Fundamentos do WebRTC: Construindo uma Aplicação de Videochamada
O WebRTC (Web Real-Time Communication) é uma tecnologia que permite que navegadores e aplicações se comuniquem em tempo real, viabilizando videochamadas, troca de áudio e dados sem a necessidade de plugins. Essa tecnologia, que opera em conexões peer-to-peer, reúne várias APIs e protocolos para estabelecer uma comunicação robusta, segura e de baixa latência.

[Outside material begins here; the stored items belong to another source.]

PR #691, opened 2021-04-12
Hetzner provider

ricardbejarano:
Commited initial work.

Pull request status:
- [x] Implement `HetznerClient` API client class (no extra dependencies required)
- [x] Implement `HetznerProvider` provider class
- [x] Write tests
- [x] Add to `README.md`

### DIFF
--- a/README.md
+++ b/README.md
@@ -197,6 +197,7 @@ The above command pulled the existing data out of Route53 and placed the results
 | [EnvVarSource](/octodns/source/envvar.py) | | TXT | No | read-only environment variable injection |
 | [GandiProvider](/octodns/provider/gandi.py) | | A, AAAA, ALIAS, CAA, CNAME, DNAME, MX, NS, PTR, SPF, SRV, SSHFP, TXT | No | |
 | [GoogleCloudProvider](/octodns/provider/googlecloud.py) | google-cloud-dns | A, AAAA, CAA, CNAME, MX, NAPTR, NS, PTR, SPF, SRV, TXT  | No | |
+| [HetznerProvider](/octodns/provider/hetzner.py) | | A, AAAA, CAA, CNAME, MX, NS, SRV, TXT | No | |
 | [MythicBeastsProvider](/octodns/provider/mythicbeasts.py) | Mythic Beasts | A, AAAA, ALIAS, CNAME, MX, NS, SRV, SSHFP, CAA, TXT | No | |
 | [Ns1Provider](/octodns/provider/ns1.py) | ns1-python | All | Yes | Missing `NA` geo target |
 | [OVH](/octodns/provider/ovh.py) | ovh | A, AAAA, CAA, CNAME, MX, NAPTR, NS, PTR, SPF, SRV, SSHFP, TXT, DKIM | No | |
--- a/octodns/provider/hetzner.py
+++ b/octodns/provider/hetzner.py
@@ -2,7 +2,16 @@
 #
 #
 
+from __future__ import absolute_import, division, print_function, \
+    unicode_literals
+
+import logging
+from collections import defaultdict
+
 from requests import Session
+
+from ..record import Record
+from .base import BaseProvider
 
 
 class HetznerClientException(Exception):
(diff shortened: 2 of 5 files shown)


ricardbejarano:
I have a working implementation of `HetznerProvider` but I'm yet to manually test it more throroughly.

Basic `A`, `TXT` and `CNAME` creates/updates/deletes work just fine, as well as zone creation, but I want to see where it breaks with more complicated records such as `MX` or `CAA`.

Formal tests are still a big unknown right now.

yzguy:
@ricardbejarano You can use DigitalOceanProvider as a reference for tests. When I wrote providers I didn't start the tests till after the provider was completely done. I did enough testing against the actual provider that it worked as expected. The tests just confirmed it working correctly or occasionally would make a bug apparent.

ricardbejarano:
Yup, I'm using de DO provider as a reference for everything else, might as well do that.

ricardbejarano:
@yzguy I think there's a bug [here](https://github.com/octodns/octodns/blob/master/octodns/provider/digitalocean.py#L265). CAA records are formated as:

```
flags tag "value"
```

Where `value` is a regular string that may or may not end with a hostname, [examples](https://en.wikipedia.org/wiki/DNS_Certification_Authority_Authorization#Examples).

Since you're dotting the end of the string, if, for instance, you try to deny all issuance by creating a record like:
```
0 issue ";"
```
The `;` will have a `.` appended at the end of the string in DigitalOcean and will end up like:
```
0 issue ";."
```

ricardbejarano:
Raised #692 for ^

ricardbejarano:
Pushed a fully functional `HetznerProvider` implementation. Pretty much a copy+paste+adapt from `DigitalOceanProvider`.
Tested manually for all supported record types.

Given that Hetzner is pretty lax about restricting the value of records I've added some extra whitespace handling for multi-field records (`CAA`, `MX`, `SRV`) that we may find useful somewhere else across OctoDNS. See [this](https://github.com/octodns/octodns/pull/691/files#diff-14acda1a2539c898ecc2df2ebc52dcb9fa21a933e23be6cac4f2de92dc30c417R160), [this](https://github.com/octodns/octodns/pull/691/files#diff-14acda1a2539c898ecc2df2ebc52dcb9fa21a933e23be6cac4f2de92dc30c417R186) and [this](https://github.com/octodns/octodns/pull/691/files#diff-14acda1a2539c898ecc2df2ebc52dcb9fa21a933e23be6cac4f2de92dc30c417R212).
I'm open to contributing those somewhere available for all providers to reuse. Same with [HetznerProvider._append_dot](https://github.com/octodns/octodns/pull/691/files#diff-14acda1a2539c898ecc2df2ebc52dcb9fa21a933e23be6cac4f2de92dc30c417R143), which given how picky (and rightfully so) OctoDNS is about dots on hostnames I think should be provided for all providers to reuse.

Will begin work on tests whenever possible.

ross:
> Given that Hetzner is pretty lax about restricting the value of records I've added some extra whitespace handling for multi-field records (`CAA`, `MX`, `SRV`) that we may find useful somewhere else across OctoDNS

For the most part we've taken the approach of letting octoDNS "clean up" and "standardize" things when providers are more lax. Don't recall anything re those specific cases though. E.g. I would expect that if a provider allows multiple trailing whitespaces after a CNAME value, `foo.bar.com.   ` and someone pulled that down into octoDNS and then ran a plan that it could/would show a change to `foo.bar.com.` were it applied.

ricardbejarano:
Yup that's precisely what the `_data_for` methods do. Which is somewhat tricky for multi-field records because unlike DO's API, Hetzner returns record values in the format they have over the wire.

This means you could have an `MX` record like `  10   whatever.com  `, which internally we want to split into `priority` and `exchange` and ignore whitespace.

Additionally, if both values remain the same as in OctoDNS' zone config, whitespace differences don't produce a change, if for some reason the user needs all that whitespace there.

ricardbejarano:
Keepaliving this thread, haven't forgot about it, but I haven't had time to dive into it just yet.

ricardbejarano:
Coverage at 72%, only missing `apply()` tests.

One last stretch! 💪

ricardbejarano:
@yzguy I'm having trouble understanding how `apply(...)` [here](https://github.com/octodns/octodns/blob/master/tests/test_octodns_provider_digitalocean.py#L168) is mocked.

Does `apply` there not make any calls?
Otherwise, how are they mocked? It isn't until some lines below where you specify the calls to mock.

My `apply` calls `_apply_Create` and thus makes calls that must be mocked somewhere. Where do you mock yours?

```python
    def test_apply(self):
        provider = HetznerProvider('test', 'token')

        resp = Mock()
        resp.json = Mock()
        provider._client._do_raw = Mock(return_value=resp)

        # non-existent domain, create everything
        resp.json.side_effect = [
            HetznerClientNotFound,  # no zone in populate
            HetznerClientNotFound,  # no zone during apply
            {"zone": {"id": "string"}}
        ]
        plan = provider.plan(self.expected)

        # No root NS, no ignored, no excluded, no unsupported
        n = len(self.expected.records) - 9
        self.assertEquals(n, len(plan.changes))
        self.assertEquals(n, provider.apply(plan))  # call to provider.apply(...) fails (see traceback below)
        self.assertFalse(plan.exists)
```

```
======================================================================
ERROR: test_apply (test_octodns_provider_hetzner.TestHetznerProvider)
----------------------------------------------------------------------
  File "/Users/caretaker/Downloads/octodns/tests/test_octodns_provider_hetzner.py", line 107, in test_apply
    self.assertEquals(n, provider.apply(plan))
  File "/Users/caretaker/Downloads/octodns/octodns/provider/base.py", line 98, in apply
    self._apply(plan)
  File "/Users/caretaker/Downloads/octodns/octodns/provider/hetzner.py", line 380, in _apply
    getattr(self, '_apply_{}'.format(class_name))(zone_id, change)
  File "/Users/caretaker/Downloads/octodns/octodns/provider/hetzner.py", line 348, in _apply_Create
    self._client.zone_record_create(zone_id, params['name'],
  File "/Users/caretaker/Downloads/octodns/octodns/provider/hetzner.py", line 118, in zone_record_create
    record = self._do('POST', '/records', data=data)['record']
  File "/Users/caretaker/Downloads/octodns/octodns/provider/hetzner.py", line 60, in _do
    return self._do_raw(method, path, params, data).json()
  File "/Users/caretaker/Downloads/octodns/env/lib/python3.9/site-packages/mock/mock.py", line 1100, in __call__
    return _mock_self._mock_call(*args, **kwargs)
  File "/Users/caretaker/Downloads/octodns/env/lib/python3.9/site-packages/mock/mock.py", line 1104, in _mock_call
    return _mock_self._execute_mock_call(*args, **kwargs)
  File "/Users/caretaker/Downloads/octodns/env/lib/python3.9/site-packages/mock/mock.py", line 1163, in _execute_mock_call
    result = next(effect)
StopIteration: 
```

yzguy:
So the following code bit: 

```
        resp.json.side_effect = [
            DigitalOceanClientNotFound,  # no zone in populate
            DigitalOceanClientNotFound,  # no domain during apply
            domain_after_creation
        ]
```
Every time resp.json is called in your client, the response specified here is returned. In the case of the DigitaloceanProvider:

* `populate()` is called when a `provider.plan` is run, the `self.zone_records(zone)` is called, ending up a `self._client.records()` being called, which calls `.json()`. This is where the first `DigitalOceanClientNotFound` is returned

* `_apply()` is called when `provider.apply()` is called, ending up in `self._client.domain(domain_name)` being called, which calls `.json()`, and the mock returns the second `DigitalOceanClientNotFound`

* After the above `DigitalOceanClientNotFound` is returned and then caught by the try/except in `_apply`, it then calls `self._client.domain_create(domain_name)`, which ends up in it creating the domain, then immediately calling `self.records(name)`, which is where the last `.json()` is, with the mock returning `domain_after_creation`.

ricardbejarano:
Ooooh it's on `.json()` that it mocks!!

You're a legend!
Aight, back to work. Thanks!

ricardbejarano:
Alright, leaving coverage at 94% for today.
I'm missing thorough testing of record create/update/delete, but I now know how to do so.

ricardbejarano:
Alright, it's ready!

yzguy:
Seeing as this is a very close copy of DigitaloceanProvider, and this is passing all tests with 100% coverage. I'd say it's good to go. I'll let @ross do a quick look over, then merge.

ross (approved):
LGTM. Thanks for the contribution.

ricardbejarano:
Thanks again to both of you guys for the support!

🎉 🎉 🎉

ricardbejarano:
@ross how long until it's released? Do you have a timeline we can track?

ross:
> @ross how long until it's released? Do you have a timeline we can track?

No specific plans/timeline at the moment, but I can throw it on the TODO list. In the meantime you can install specific SHA's with something like https://github.com/octodns/octodns/#installing-a-specific-commit-sha

ricardbejarano:
👌👌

Neste artigo vamos explorar os conceitos fundamentais do WebRTC, utilizando exemplos reais do repositório carubbi-video-link e complementando com pontos de vista de outros artigos e da documentação oficial, para que o fluxo da explicação seja o mais claro e completo possível.
Como o WebRTC Funciona?
Em essência, o WebRTC permite a comunicação direta entre navegadores (ou entre aplicações) sem precisar rotear o tráfego de mídia por um servidor central. Porém, para que dois pares possam estabelecer uma conexão, é preciso que haja uma troca inicial de informações (sinalização) que define como os dados serão enviados. Essa troca envolve:
- Session Description Protocol (SDP): Define os parâmetros da sessão, como codecs, formatos de mídia e tipos de transporte.
- ICE (Interactive Connectivity Establishment): Um framework que identifica a melhor rota para a conexão.
- STUN/TURN: Servidores que ajudam na descoberta do endereço IP público e, se necessário, atuam como intermediários quando conexões diretas não são possíveis.
Essas etapas garantem que mesmo em redes com NATs e firewalls a comunicação possa ser estabelecida de forma eficiente.
Captura de Mídia com getUserMedia
O primeiro passo em uma aplicação WebRTC é capturar o áudio e o vídeo do usuário. A API navigator.mediaDevices.getUserMedia
solicita acesso aos dispositivos de captura (como câmera e microfone) e retorna um objeto MediaStream
.
No repositório carubbi-video-link essa etapa é realizada de forma robusta. Veja um exemplo simplificado:
async function requestMediaPermissions() {
try {
const stream = await navigator.mediaDevices.getUserMedia({
video: true,
audio: true,
});
// Para não manter a câmera ativa desnecessariamente, as tracks são paradas
stream.getTracks().forEach((track) => track.stop());
} catch (err) {
ui.showError("Access to user media denied");
}
}
Este código é necessário para que o navegador solicite as permissões para acessar os dispositivos de audio e video de modo que possamos em seguida chamar o método enumerateDevices
que popula os dropown lists permitindo que o usuário selecione qual dispositivo ele quer usar na chamada. Esta seleção está disponível na tela de configurações.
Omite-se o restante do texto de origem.